# Lower lats



## fvital (Mar 25, 2002)

What exercise(s) and hand position/grip do you use to develop the lower portion of the lats?


----------



## Neil (Mar 25, 2002)

what is your level of experience?


----------



## Scotty the Body (Mar 25, 2002)

Uh-oh, here goes the upper lower debate again.  

Pullups or pulldowns are said to add width to the lats and rows for thickness. 
I like to use a combo of grips on the pullup or pulldown, 2 sets of each for a total for 6 sets, I also do different grips for rows each week.


----------



## realdeal (Mar 25, 2002)

ive seen great results in my lower lats from taking advice from JAY CUTLER, he does his bent over barbell rows about 20 degrees bent while others do it 90degrees bent over.  i feel it really works great. 

Also do your deadlifts, bringing the bar just below your knees and back up then lean backwards for extra squize.


----------



## Arnold (Mar 25, 2002)

are you asking about adding width to your lats?

Go here!


----------



## fvital (Mar 26, 2002)

Could you send me a video of the row to the knee method?

The upper portion of my lats are coming out well doing cable pulldowns.  The lower portion of my lats suck.  I tried pulldowns with a v-grip,  but felt it mostly in the center of my back.  I guess I'll stick with pulldowns and hope the lowers come out eventually.


----------



## Pitboss (Mar 26, 2002)

Lower lat?? Upper lat????  there is only one Latissimus Dorsi on each side of your body.
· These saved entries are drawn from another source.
PR #840, opened 2026-06-25
ncmec: add `email` schema field role for reported user (closes #839)

julietshen:
## Summary

Closes #839. Adds an `email` schema field role for user item types and uses it as a fallback when the NCMEC additional-info webhook is not configured (or does not return email). Includes the database migration, persistence layer, GraphQL surface, and admin UI to make the role configurable end-to-end.

## What's in this PR

**Backend (`server/`):**
- `UserSchemaFieldRoles.email` + `FieldRoleToScalarType.email`
- `NCMECUserParams.email`
- `buildSubmitReportParamsFromDecision` reads the email role and surfaces it on `reportedUser.email`
- New `resolveReportedPersonEmail` helper in `ncmecReporting.ts` encoding the precedence rule (webhook wins, field-role email is the fallback)
- `ItemTypeOperations.createUserType` / `updateUserType` accept the new role; `dbResultToItemType` returns it
- Kysely `dbTypes.ts` updated for the new column on `public.item_types` + `public.item_type_versions`
- GraphQL: `email: String` on `UserSchemaFieldRoles` type + `UserSchemaFieldRolesInput`; codegen regenerated

**Migration (`db/src/scripts/api-server-pg/`):**
- Adds `email_field` column to `public.item_types` and the temporal mirror `public.item_types_history`
- `valid_email_field_field_type` CHECK constraint requires STRING type (mirrors the pattern for `display_name_field`)
- Drops and recreates `item_type_versions` materialized view to include the new column, with all four indexes and the dependent `item_type_latest_versions` view rebuilt
- Uses `OWNER TO CURRENT_USER` per AGENTS.md

**Admin UI (`client/`):**
- Adds `Email` to the field-role picker in the user item-type editor (`ItemTypeForm.tsx` + `itemTypeUtils.ts`), mirroring the existing `IP Address` picker

**Tests:**
- 3 new in `buildSubmitReportParamsFromDecision.test.ts` (role mapped + data present, role unmapped, role mapped but data absent)
- 4 new in `ncmecReporting.test.ts` for `resolveReportedPersonEmail`'s precedence rule

## AGENTS.md callouts

[...]

PR #842, opened 2026-06-26
ncmec: tighten email field role from STRING to EMAIL_ADDRESS scalar

julietshen:
## Summary

Follow-up to #840 and #841. Now that `@roostorg/coop-types@2.4.0` ships a dedicated `EMAIL_ADDRESS` scalar, switch the email field role plumbing to require it instead of any STRING-typed field. Adopters can no longer accidentally route arbitrary string fields (bio, displayName) into NCMEC reports.

Mirrors the two-PR pattern PR #559 → PR #583 used for `IP_ADDRESS`.

## What's in this PR

**Dependency bump:**
- `@roostorg/coop-types`: `^2.3.0` → `^2.4.0` in `server/package.json` + `client/package.json`; lockfiles refreshed

**GraphQL surface:**
- `EMAIL_ADDRESS` added to `ScalarType`, `SignalInputType`, `FieldType` SDL enums (`server/graphql/schema.ts`)
- Codegen regenerated; new `GQLScalarType.EmailAddress` available to consumers

**Server behavior:**
- `[ScalarTypes.EMAIL_ADDRESS]` handler in `fieldTypeHandlers.ts`: trims whitespace, treats empty as null, rejects non-string. Format validation (RFC 5321/5322 shape) deferred to a follow-up issue per the reviewer note on #840.
- `FieldRoleToScalarType.email`: `STRING` → `EMAIL_ADDRESS`

**Client:**
- `schemaFieldRolesFieldTypes[SchemaFieldRoles.EMAIL]`: `String` → `EmailAddress` — the field-role picker now requires an `EMAIL_ADDRESS`-typed field
- Exhaustive-switch updates in `ManualReviewJobFieldsComponent.tsx` and `RuleTestModal.tsx` for the new scalar

**Migration:** `2026.06.26T03.32.16.tighten_email_field_role_to_email_address.sql` drops the existing `valid_email_field_field_type` CHECK (which required STRING) and adds a new one requiring `EMAIL_ADDRESS`.

**Test fixtures:** `EmailAddressArbitrary` for fast-check, with culturally diverse example names on RFC 2606 reserved domains.

## AGENTS.md callouts

- **Database migration included.** Tightens an existing CHECK constraint. Forward-only; rollback would re-add the looser STRING constraint.
- **Dependency bump.** `@roostorg/coop-types` 2.3.0 → 2.4.0 (additive change introducing `EMAIL_ADDRESS` to `ScalarTypes`). Published via the auto-publish workflow when #841 merged.

## Migration safety note (deliberate, please confirm)

Any existing `email_field` mapping that points to a `STRING`-typed field will fail the new CHECK constraint. #840 (which introduced the role) merged hours before this; no adopter should have had time to configure it in production yet. If a deployment between #840 and this migration did configure an email role on a STRING field, the migration will throw and the operator will need to either change the schema field type to `EMAIL_ADDRESS` or null out the email role mapping before re-applying. I considered bundling a data migration but it would silently null out adopter config — preferred to fail loud.

## Test plan

- [x] `(cd server && npx jest services/ncmecService services/itemProcessingService)` — 116 passed, 9 suites, 5 snapshots
- [x] Server `tsc --noEmit` clean (pre-existing `e2e/` errors unrelated)
- [x] Client `tsc --noEmit` clean for changed files (pre-existing errors in `signal.ts`, `FrontendTracer.ts`, `itemTypeCodeSampleUtils.ts`, `RuleInsightsSamplesTable.tsx`, `extractItemDataValues.test.ts` unrelated)
- [x] Lint clean
- [ ] Reviewer: confirm the migration's "fail loud rather than silent backfill" approach is right
- [ ] CI: integration tests verify the `EMAIL_ADDRESS` handler round-trips through item submission

## Summary by CodeRabbit

* **New Features**
  * Added full support for dedicated **email** fields across the app, including dashboard views, rule testing, and backend processing.
  * Email values are now handled as a dedicated type and normalized automatically when saved.
* **Bug Fixes**
  * Fixed rule-test placeholders and improved email field rendering to display properly and behave consistently.
  * Tightened backend validation so email field mappings must reference email-capable fields only, reducing invalid configurations.


db/src/scripts/api-server-pg/2026.06.26T03.32.16.tighten_email_field_role_to_email_address.sql
```diff
@@ -0,0 +1,29 @@
+-- Follow-up to #840: now that `@roostorg/coop-types@2.4.0` ships a dedicated
+-- `EMAIL_ADDRESS` scalar (#841), tighten the `email_field` field-role CHECK
+-- constraint from STRING to EMAIL_ADDRESS so adopters can't map arbitrary
+-- string fields (e.g. bio, displayName) into NCMEC reports.
+--
+-- Safety: any existing `email_field` mappings that point to a STRING-typed
+-- field will fail validation after this swap. #840 merged hours before this
```
taobojlen: > #840 merged hours before this migration; no adopter has had time to configure the role in production

i'm afraid that's not true :)

we need a data migration to handle any deployments that may have configured an email role already.

taobojlen (changes requested):

db/src/scripts/api-server-pg/2026.06.26T03.32.16.tighten_email_field_role_to_email_address.sql
julietshen: ack! on it

db/src/scripts/api-server-pg/2026.06.26T03.32.16.tighten_email_field_role_to_email_address.sql
```diff
@@ -0,0 +1,53 @@
...
+        SELECT id, org_id, name, email_field
+        FROM public.item_types
+        WHERE email_field IS NOT NULL
+          AND NOT jsonb_path_exists(
+            (array_to_json(fields))::jsonb,
+            '$[*]?(@."name" == $"name" && @."type" == "EMAIL_ADDRESS")'::jsonpath,
+            jsonb_build_object('name', email_field)
+          )
+    LOOP
+        RAISE NOTICE 'Clearing email_field=% from item_type id=% (name=%, org=%): no EMAIL_ADDRESS field of that name exists. Reconfigure via admin UI if needed.',
```
taobojlen, line 39: i think this is a good approach!

i just tried it locally and it looks like `npm run db:update` doesn't actually print these notices, though. i think the best way to resolve this is to update the `db` code to print NOTICE events to `console.warn` or `console.error`.

once that's done, we should still make sure to tell users that when they deploy this, they should check their DB migration logs and see if any item types need to be reconfigured in the UI. otherwise it'll be easy to miss.

taobojlen (changes requested):
one more thing to fix, sorry!

db/src/scripts/api-server-pg/2026.06.26T03.32.16.tighten_email_field_role_to_email_address.sql
julietshen: ack! good idea. cc @cassidyjames for what we need to tell users

julietshen: 1. Added an afterConnect hook to the shared Sequelize driver options in pg-base.ts so pg NOTICE events are forwarded to console.warn. Applies to all migrations using this config
2. Updated the migration's header comment to direct operators to scan db:update output for NOTICE lines after applying, so cleared mappings are communicated

Verified locally. Turns out NOTICEs were being filtered server-side because Sequelize raises client_min_messages to WARNING. Lowered it back to NOTICE in the same afterConnect hook and confirmed the per-row NOTICE now surfaces in db:update output.

(draft assisted by claude)

server/services/ncmecService/ncmecReporting.test.ts
```diff
@@ -350,6 +350,9 @@ describe('NCMEC reporting', () => {
     });
   });
 
+  // toOriginalFileHashes tests moved to ./toOriginalFileHashes.test.ts
```
taobojlen, line 353: nit: we don't need a comment like this! comments should not describe what *was*, though LLMs love to do that, but they should describe what *is*

taobojlen (approved):
confirmed that it works!

though the logs are very verbose: [example](https://gist.github.com/taobojlen/84a89d531b63925caa5a5638668ba762)

users can grep for `postgres NOTICE` to find any relevant lines.

calebmcquaid (approved):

To make the lower portion of the lat grow you need to make the upper grow too.  A complete back workout is all that is needed, along with time, patience, recovery and diet. 

Rowing motions help add thickness,while pulling motions will add width.


----------



## Arnold (Mar 26, 2002)

I am assuming he is asking about width. Yes there is only one "lat".  Rowing exercises are typically for thickness and pull-down are for width.


----------



## mesmall (Mar 26, 2002)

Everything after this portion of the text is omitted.